(Provided material Opens)

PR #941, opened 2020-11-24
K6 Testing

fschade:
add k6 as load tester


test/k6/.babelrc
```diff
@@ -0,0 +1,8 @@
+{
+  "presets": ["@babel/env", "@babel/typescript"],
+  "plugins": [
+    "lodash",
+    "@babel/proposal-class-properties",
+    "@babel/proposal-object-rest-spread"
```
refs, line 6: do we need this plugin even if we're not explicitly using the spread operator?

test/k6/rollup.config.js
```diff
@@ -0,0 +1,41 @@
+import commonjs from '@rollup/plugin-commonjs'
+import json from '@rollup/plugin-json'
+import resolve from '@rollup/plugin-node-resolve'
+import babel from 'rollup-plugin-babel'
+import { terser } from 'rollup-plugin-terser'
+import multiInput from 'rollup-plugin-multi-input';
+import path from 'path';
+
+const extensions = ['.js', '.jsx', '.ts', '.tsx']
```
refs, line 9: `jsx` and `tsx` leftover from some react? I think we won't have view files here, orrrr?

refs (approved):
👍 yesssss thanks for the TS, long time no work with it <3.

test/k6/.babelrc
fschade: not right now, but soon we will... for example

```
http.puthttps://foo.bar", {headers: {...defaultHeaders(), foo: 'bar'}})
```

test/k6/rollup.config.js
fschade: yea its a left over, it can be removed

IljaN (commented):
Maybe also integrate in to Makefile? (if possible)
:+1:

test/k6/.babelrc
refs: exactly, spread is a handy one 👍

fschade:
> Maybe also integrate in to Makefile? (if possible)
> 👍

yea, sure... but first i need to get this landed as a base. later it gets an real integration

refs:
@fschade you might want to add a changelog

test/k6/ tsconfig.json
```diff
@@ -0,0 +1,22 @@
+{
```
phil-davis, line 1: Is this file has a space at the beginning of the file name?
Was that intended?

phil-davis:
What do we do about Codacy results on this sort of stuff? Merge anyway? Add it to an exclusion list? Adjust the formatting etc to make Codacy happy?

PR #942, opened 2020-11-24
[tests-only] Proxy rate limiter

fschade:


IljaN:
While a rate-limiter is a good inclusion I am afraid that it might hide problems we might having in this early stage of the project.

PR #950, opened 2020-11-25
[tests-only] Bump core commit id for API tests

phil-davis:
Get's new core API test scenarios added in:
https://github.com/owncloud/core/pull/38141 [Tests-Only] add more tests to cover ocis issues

(Provided material Closes)
(Provided material Opens)

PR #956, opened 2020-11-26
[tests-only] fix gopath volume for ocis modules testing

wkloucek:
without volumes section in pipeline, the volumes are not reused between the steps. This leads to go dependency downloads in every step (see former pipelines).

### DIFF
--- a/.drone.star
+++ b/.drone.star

(Provided material Closes)

* What is expected *
Check each line of the listing above, and copy it if it contains the word "from".

* Response to this exercise *
+import commonjs from '@rollup/plugin-commonjs'
+import json from '@rollup/plugin-json'
+import resolve from '@rollup/plugin-node-resolve'
+import babel from 'rollup-plugin-babel'
+import { terser } from 'rollup-plugin-terser'
+import multiInput from 'rollup-plugin-multi-input';
+import path from 'path';
refs, line 9: `jsx` and `tsx` leftover from some react? I think we won't have view files here, orrrr?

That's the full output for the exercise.